Module 38, General Orthopaedist Level
A 14 year old Hispanic male presented to the emergency room after sustaining
a hyperextension injury to his right knee during a soccer collision. He
had the immediate onset of pain and noted swelling of the knee during the
first hour after injury. He was unable to bear weight; flexion and extension
of the knee exacerbated the pain. He had no previous history of injury
to his right lower extremity. Examination of the right lower extremity
was remarkable for a knee effusion with soft tissue swelling and diffuse
tenderness at the proximal tibia. The patient was unable to dorsiflex or
evert his foot. Sensation along the lateral calf and foot was diminished.
The dorsalis pedis and tibialis anterior pulses were palpable and there
was good distal capillary refill. AP and lateral views of the right lower
extremity revealed a Salter Harris III proximal tibial fracture with intraarticular
extension into the medial and lateral tibial plateaus.

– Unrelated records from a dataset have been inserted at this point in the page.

PR #647, opened 2018-10-04
Fix CRAN dplyr

lionel-:
`dplyr:::tidy_text()` uses `quo_text()` instead of `quo_name()`:

https://github.com/cran/dplyr/blob/fe5edb1b273e1c6f091f88bd64f627a0a2aee6f6/R/utils-expr.R#L45

This is problematic now that `quo_text()` deparses non-syntactic symbols with backticks and it causes all sorts of issues with default names. This PR implements a dynamic compat to ease out the transition.


R/quotation.R
```diff
@@ -413,6 +413,12 @@ endots <- function(call,
 #'   argument and `width` as the second argument.
 #' @export
 exprs_auto_name <- function(exprs, width = NULL, printer = expr_name) {
+  if (is_installed("dplyr") &&
+        utils::packageVersion("dplyr") < "0.7.99" &&
```
krlmlr: The `is_reference()` call is two orders of magnitude faster than `utils::packageVersion()` .

Perhaps we could just check if `printer` evaluates to `dplyr:::tidy_text` (if that exists), and make sure we rename in dev dplyr?

hadley:
This seems ok to me, but it seems like a high risk change — how can we check that all four combinations of dev and cran, dplyr and rlang work?

lionel-:
I have checked manually.

The idea of numbering the 0.8 branch as 0.7.99 is helpful regarding future releases. If we fix it in 0.7.8, we can use `< "0.7.8"` instead.

R/quotation.R
lionel-: we could do that,`tidy_text()` should be removed from dplyr

lionel-:
@krlmlr The check is now computed only once and lazily.

Did you mean 0.7.7 instead of 0.7.8? The check is now `< "0.7.6"`, is that correct or is a 0.7.7 already on its way to CRAN?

The epiphysis was
anteriorly displaced on the metaphysis. The patient underwent closed reduction
and application of a long leg splint on the night of injury. A palpable
dorsalis pedis pulse was present after reduction. The numbness was less
than when he presented.
Question 38A

The
patient is discharged home with Tylenol with codeine and instructed to
come to the office for an examination in 24 hours.
Question 38B

This
patient should have an arteriogram to rule out arterial injury.
Question 38C

Closed
reduction with internal fixation would be better than cast or splint immobilization.
Question 38D

The
nerve injury will probably be a permanent part of the disability.
Question 38E

The
day after the injury the child complains of increasing pain, increasing
numbness in the foot, and you notice that the foot feels cool. You would
completely remove the splint and all dressings to fully examine the limb.